Julie Spiezio, a senior vice president at the ACLI, Washington, has given that advice in a comment letter submitted to the U.S. Treasury Department in response to department efforts to implement some nonbank financial company supervision requirements included in the Dodd-Frank Wall Street Reform and Consumer Protection Act.

The Dodd-Frank created the FSOC and gave it the authority to decide, under Section 113 of the Dodd-Frank compassDodd-Frank Act, whether some nonbank financial companies are so large and systemically important that they ought to be given extra attention by the Federal Reserve Board.

The Treasury Department has asked for comments on oversight of nonbank financial companies, and it also put out a separate notice seeking public comments on implementing the “Volcker Rule” provision of the Dodd-Frank Act. That provision is supposed to limit the ability of a company with any explicit or implicit federal backing to trade for its own account.
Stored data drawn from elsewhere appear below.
PR #440, opened 2016-06-02
[9.0][FIX][auth_supplier] Right permissions.

yajo:
Right now a normal user cannot manage supplier portal access from the wizard because group was not marked as `is_portal`.

With this fix, you can enable supplier portal for a given partner.

BTW some unneeded code has been removed.

@Tecnativa

### DIFF
--- a/auth_supplier/__openerp__.py
+++ b/auth_supplier/__openerp__.py
@@ -6,7 +6,7 @@
 
 {
     'name': "Auth Supplier",
-    'category': 'Tools',
+    'category': 'Portal',
     'version': '9.0.1.0.0',
     'depends': [
         'auth_signup',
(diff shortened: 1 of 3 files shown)


auth_supplier/__openerp__.py
```diff
@@ -6,7 +6,7 @@
 
 {
     'name': "Auth Supplier",
-    'category': 'Tools',
+    'category': 'Portal',
     'version': '9.0.1.0.0',
```
pedrobaeza: Change version to 9.0.1.1.0

pedrobaeza:
Minor thing, but :+1:

moylop260:
👍

sebalix:
:+1:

Spiezio emphasizes in the ACLI comment that an insurer that is acting as a traditional insurer typically engages in cautious, carefully supervised investment activities that are unlikely to pose a threat to the stability of the financial system.
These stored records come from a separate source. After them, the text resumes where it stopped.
PR #793, opened 2017-03-25
10.0 migrate auth_supplier

StephanRozendaal:
Migrate the auth_supplier module to 10.0

### DIFF
--- a/auth_supplier/__manifest__.py
+++ b/auth_supplier/__manifest__.py
@@ -7,7 +7,7 @@
 {
     'name': "Auth Supplier",
     'category': 'Portal',
-    'version': '9.0.2.0.0',
+    'version': '10.0.1.0.0',
     'depends': [
         'auth_signup',
     ],
@@ -20,5 +20,5 @@
               'Odoo Community Association (OCA)',
     'website': 'http://www.incaser.es',
     'license': 'AGPL-3',
-    'installable': False,
+    'installable': True,
 }
--- a/auth_supplier/README.rst
+++ b/auth_supplier/README.rst
@@ -33,7 +33,7 @@ To use this module, you need to:
 
 .. image:: https://odoo-community.org/website/image/ir.attachment/5784_f2813bd/datas
    :alt: Try me on Runbot
-   :target: https://runbot.odoo-community.org/runbot/149/9.0
+   :target: https://runbot.odoo-community.org/runbot/149/10.0
 
 Known issues / Roadmap
 ======================
--- a/auth_supplier/controllers/main.py
+++ b/auth_supplier/controllers/main.py
@@ -4,8 +4,8 @@
 # © 2016 Jairo Llopis <jairo.llopis@tecnativa.com>
 # License AGPL-3 - See http://www.gnu.org/licenses/agpl-3.0.html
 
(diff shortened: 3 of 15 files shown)


auth_supplier/__manifest__.py
```diff
@@ -7,7 +7,7 @@
 {
     'name': "Auth Supplier",
     'category': 'Portal',
-    'version': '9.0.2.0.0',
+    'version': '10.0.1.0.0',
```
Fenkiou: The module version was 2.0.0, it shouldn't be downgraded.

pedrobaeza, line 10: No, it's correct as it is. The subversion should be reset on each new Odoo version.

Fenkiou: This is non sense. Odoo releasing a version each year, modules won't have same version despite sharing exact same code.

Also, referring to [this](https://github.com/OCA/maintainer-tools/blob/master/CONTRIBUTING.md#version-numbers), there is no indication on resetting the module version.

The two first digits are just here to tell that the module can be installed only on a specific odoo version.

For this module, the version should even be `10.0.2.1.0` if you consider adding new translations is a feature.

**EDIT**: Forget my last sentence as it's transbot that produced the translation files and I guess the files are presents on version 9.0 too. Even if I think that new languages should bump version number too. :)

pedrobaeza: Please see https://github.com/OCA/maintainer-tools/wiki/Migration-to-version-10.0#tasks-to-do-in-the-migration with the reference for the change of the version, and there's a rationale after this decision that is too large to explain here.

Fenkiou: Oh, missed that one, sorry. I would like to read the discussion on how this decision came up if you have a link.

Fenkiou: Just found the [issue](https://github.com/OCA/pylint-odoo/issues/59) talking about that, deleting my comment ;)

**EDIT**: Though deleting my comment would delete all comments but no :/
The first comment was:
> Module version was 2.0.0, it should not be downgraded

**EDIT2**: In fact, I'm not sure this issue is related to the decision taken

Tardo:
Looks good for me... and I need it for migrate 'website_portal_purchase' to v10.0

Tardo (approved):
Looks good for me... and I need it for migrate 'website_portal_purchase' to v10.0

yajo (approved):
Code OK

felixvillafranca (commented):
Now a field "Account Type" appears in the sign up form; but when sign up an error occurs:

screenshot 2017-05-30 at 17 47 13

Tardo:
@felixvillafranca For some reason not show "Password" and "Confirm Password"... In local works fine.

signup

pedrobaeza:
Check if there's any conflicting module

felixvillafranca:
Hi Tardo; 
I've been checking your module; and you're rigth, the module is Ok..
Password and confirm password were hidden due to "auth_signup_verify_email" was installed.
And becuase of the outgoing mail server wasn't not configured it failed.

So, excuse me and thanks for your work.

felixvillafranca (approved):
It works

PR #776, opened 2017-03-13
[10.0][MIG] auth_admin_passkey

Fenkiou:
This is a port of auth_admin_passkey from 8.0.

I changed the way the verification is done, but it works same as before.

The “FSOC should conclude that life insurance companies engaged primarily in traditional insurance activities are not systemically significant and should not be designated under section 113″ for extra attention, Spiezio says.
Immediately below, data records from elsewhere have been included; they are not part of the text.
PR #805, opened 2017-04-04
[FIX][mass_editing] unreliable view domain definition

jbchouinard:
The domain in the mass editing view relies on internal
details of the frontend implementation to get the list of
IDs from the many2many model_ids field.

This fix uses a more robust approach to get the list of IDs.

### DIFF
--- a/mass_editing/models/mass_object.py
+++ b/mass_editing/models/mass_object.py
@@ -36,6 +36,7 @@ class MassObject(models.Model):
 
     @api.onchange('model_id')
     def _onchange_model_id(self):
+        res = {}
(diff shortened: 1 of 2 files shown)


ghost:
:+1: makes sense

jbchouinard:
I tested it functionally on v10 Community and Enterprise, it works on my end.

RoelAdriaans (approved):
Tested, functionality works!
Tested in enterprise 10.

pedrobaeza:
This doesn't work for editing existing records, as the onchange_model_id is not executed there. That's why the domain is put on the view.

Elsewhere, Spiezio discusses the ACLI’s views on how FSOC officials might identify potentially systemically significant nonbank financial companies.

“We believe interconnectedness and the degree of primary regulation

are most relevant in the designation process,” Spiezio says. “Interconnectedness is the paramount consideration in assessing whether activities or material financial distress of an individual firm could pose a threat to the financial stability of the U.S. Lacking interconnection, an entity may be a risk to its customers, employees, and owners but would not constitute a risk to other companies or to the system as a whole.”

Regulators could measure interconnectedness for a nonbank financial company by looking at the total volume of transactions and commitments with each of its largest counterparties, the size of the transactions and commitments with the most heavily used counterparties, and the number of counterparties whose total transaction volume is above a certain size threshold, Spiezio says.

The FSOC might, for example, be able to use a network model or map to identify systemically important institutions, Spiezio says.

In the comment on the Volcker Rule, Spiezio asks regulators to be sure to act on what the ACLI believes to be the intent of Congress to exempt life insurance and annuity separate accounts from any new restrictions, and to be sure insurers continue to have the ability to continue the sorts of general account investment and portfolio hedging arrangements they now typically use, including the ability to invest in hedge funds and private equity funds.